Within these entries, which lines include the string "looks"? Copy each one.

Excerpted data:
################

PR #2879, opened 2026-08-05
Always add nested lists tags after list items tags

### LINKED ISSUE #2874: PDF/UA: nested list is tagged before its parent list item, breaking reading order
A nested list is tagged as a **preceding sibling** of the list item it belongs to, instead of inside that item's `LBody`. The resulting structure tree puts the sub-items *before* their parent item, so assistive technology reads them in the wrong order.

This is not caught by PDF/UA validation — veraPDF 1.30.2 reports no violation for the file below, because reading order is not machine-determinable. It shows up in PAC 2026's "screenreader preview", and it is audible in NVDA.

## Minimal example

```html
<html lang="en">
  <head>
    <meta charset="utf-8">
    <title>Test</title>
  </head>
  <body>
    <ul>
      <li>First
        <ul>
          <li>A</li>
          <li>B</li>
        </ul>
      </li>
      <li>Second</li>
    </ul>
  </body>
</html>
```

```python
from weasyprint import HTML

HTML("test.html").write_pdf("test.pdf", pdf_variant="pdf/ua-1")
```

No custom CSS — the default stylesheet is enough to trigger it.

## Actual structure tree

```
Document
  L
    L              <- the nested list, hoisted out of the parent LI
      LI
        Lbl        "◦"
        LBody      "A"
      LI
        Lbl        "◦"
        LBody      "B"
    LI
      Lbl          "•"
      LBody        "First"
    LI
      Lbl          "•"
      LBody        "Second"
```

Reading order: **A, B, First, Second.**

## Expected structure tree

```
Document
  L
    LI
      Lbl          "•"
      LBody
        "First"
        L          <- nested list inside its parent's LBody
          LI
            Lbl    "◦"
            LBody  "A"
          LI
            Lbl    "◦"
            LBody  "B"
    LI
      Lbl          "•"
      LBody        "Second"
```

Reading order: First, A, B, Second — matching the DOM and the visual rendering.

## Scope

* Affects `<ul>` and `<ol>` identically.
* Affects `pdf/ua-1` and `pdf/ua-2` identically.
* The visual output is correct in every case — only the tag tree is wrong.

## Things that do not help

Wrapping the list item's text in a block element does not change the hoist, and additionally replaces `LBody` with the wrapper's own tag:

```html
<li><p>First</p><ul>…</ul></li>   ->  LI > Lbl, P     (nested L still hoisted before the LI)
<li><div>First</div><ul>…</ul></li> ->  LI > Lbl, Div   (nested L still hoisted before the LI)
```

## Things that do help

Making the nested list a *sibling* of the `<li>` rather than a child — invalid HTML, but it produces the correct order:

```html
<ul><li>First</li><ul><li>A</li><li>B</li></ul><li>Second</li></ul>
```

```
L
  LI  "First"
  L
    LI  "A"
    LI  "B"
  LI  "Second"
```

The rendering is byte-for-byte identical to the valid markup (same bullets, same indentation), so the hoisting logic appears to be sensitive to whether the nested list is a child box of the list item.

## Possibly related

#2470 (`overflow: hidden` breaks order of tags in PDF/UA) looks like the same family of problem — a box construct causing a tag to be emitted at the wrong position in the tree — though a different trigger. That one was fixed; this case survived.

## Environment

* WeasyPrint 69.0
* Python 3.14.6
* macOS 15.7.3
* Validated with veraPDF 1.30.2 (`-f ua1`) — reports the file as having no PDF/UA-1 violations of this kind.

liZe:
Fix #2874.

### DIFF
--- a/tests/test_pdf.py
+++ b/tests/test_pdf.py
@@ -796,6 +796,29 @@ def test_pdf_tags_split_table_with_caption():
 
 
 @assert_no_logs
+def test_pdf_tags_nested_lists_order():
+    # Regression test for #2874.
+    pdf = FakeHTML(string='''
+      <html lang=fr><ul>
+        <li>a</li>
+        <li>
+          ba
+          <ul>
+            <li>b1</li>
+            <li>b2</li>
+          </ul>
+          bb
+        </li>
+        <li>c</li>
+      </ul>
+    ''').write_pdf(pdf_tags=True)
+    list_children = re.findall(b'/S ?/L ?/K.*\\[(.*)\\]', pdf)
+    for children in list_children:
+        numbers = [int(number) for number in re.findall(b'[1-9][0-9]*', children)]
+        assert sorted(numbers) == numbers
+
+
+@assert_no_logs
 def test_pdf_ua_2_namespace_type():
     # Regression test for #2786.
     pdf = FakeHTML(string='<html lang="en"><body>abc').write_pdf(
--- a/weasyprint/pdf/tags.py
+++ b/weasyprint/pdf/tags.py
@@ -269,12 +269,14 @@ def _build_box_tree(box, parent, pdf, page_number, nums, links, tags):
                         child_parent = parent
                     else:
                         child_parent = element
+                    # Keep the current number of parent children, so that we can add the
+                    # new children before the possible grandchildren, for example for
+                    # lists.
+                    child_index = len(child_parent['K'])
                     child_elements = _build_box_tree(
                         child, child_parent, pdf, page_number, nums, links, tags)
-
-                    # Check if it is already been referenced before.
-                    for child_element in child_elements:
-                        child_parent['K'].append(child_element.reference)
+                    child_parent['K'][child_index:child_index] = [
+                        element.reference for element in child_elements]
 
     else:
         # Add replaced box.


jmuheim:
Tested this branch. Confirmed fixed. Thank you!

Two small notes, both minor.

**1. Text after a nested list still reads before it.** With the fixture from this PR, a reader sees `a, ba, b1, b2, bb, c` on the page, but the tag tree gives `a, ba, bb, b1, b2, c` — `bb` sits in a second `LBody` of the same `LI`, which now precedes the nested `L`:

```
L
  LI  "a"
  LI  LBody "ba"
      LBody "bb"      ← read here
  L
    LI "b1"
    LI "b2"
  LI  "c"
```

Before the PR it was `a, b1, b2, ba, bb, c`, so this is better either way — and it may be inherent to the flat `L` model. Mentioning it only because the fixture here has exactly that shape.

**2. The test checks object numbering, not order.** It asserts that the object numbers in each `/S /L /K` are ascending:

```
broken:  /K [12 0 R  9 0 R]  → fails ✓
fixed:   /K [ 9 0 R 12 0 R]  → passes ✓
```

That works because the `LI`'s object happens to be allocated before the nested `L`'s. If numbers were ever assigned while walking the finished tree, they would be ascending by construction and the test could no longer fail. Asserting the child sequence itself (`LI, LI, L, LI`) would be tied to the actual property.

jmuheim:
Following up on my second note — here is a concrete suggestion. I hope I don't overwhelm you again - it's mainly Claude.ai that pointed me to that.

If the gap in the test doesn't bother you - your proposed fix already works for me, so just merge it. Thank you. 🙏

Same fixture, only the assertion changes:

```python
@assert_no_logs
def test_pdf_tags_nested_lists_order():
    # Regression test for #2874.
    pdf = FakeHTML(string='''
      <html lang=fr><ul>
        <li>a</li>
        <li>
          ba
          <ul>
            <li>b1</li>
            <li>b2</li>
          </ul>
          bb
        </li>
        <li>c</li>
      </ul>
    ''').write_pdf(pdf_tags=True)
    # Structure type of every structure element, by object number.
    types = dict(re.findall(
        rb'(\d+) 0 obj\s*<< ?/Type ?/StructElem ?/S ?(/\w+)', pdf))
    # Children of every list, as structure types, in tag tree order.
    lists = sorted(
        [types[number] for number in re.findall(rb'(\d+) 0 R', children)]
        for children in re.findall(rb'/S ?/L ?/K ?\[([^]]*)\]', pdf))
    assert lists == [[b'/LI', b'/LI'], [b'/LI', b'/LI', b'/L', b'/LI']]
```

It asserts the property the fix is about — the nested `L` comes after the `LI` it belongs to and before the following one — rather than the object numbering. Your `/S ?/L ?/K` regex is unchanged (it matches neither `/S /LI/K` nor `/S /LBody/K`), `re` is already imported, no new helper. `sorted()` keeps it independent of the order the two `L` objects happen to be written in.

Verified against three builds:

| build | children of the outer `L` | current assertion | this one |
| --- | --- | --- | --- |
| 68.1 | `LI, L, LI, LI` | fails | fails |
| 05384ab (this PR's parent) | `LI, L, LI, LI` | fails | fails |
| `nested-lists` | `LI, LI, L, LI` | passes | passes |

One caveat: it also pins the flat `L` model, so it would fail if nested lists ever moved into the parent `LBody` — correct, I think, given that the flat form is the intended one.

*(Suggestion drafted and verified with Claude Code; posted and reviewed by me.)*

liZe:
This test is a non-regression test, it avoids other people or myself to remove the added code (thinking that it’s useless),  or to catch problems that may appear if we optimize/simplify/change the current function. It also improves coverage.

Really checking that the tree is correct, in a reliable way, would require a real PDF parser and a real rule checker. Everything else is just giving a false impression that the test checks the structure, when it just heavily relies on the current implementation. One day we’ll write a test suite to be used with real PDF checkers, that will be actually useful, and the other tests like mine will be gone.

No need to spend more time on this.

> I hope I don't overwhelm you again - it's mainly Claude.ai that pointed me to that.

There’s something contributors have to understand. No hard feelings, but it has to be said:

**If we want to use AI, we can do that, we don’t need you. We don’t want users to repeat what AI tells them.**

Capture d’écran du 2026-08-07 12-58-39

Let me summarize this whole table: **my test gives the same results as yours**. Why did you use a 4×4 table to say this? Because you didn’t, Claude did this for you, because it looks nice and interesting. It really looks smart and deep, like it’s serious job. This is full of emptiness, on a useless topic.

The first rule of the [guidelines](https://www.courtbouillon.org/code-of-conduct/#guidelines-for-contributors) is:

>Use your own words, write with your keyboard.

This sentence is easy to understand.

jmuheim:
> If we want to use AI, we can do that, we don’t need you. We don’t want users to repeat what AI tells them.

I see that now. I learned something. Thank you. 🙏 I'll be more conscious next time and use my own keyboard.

################

Result for this task:
#2470 (`overflow: hidden` breaks order of tags in PDF/UA) looks like the same family of problem — a box construct causing a tag to be emitted at the wrong position in the tree — though a different trigger. That one was fixed; this case survived.
Let me summarize this whole table: **my test gives the same results as yours**. Why did you use a 4×4 table to say this? Because you didn’t, Claude did this for you, because it looks nice and interesting. It really looks smart and deep, like it’s serious job. This is full of emptiness, on a useless topic.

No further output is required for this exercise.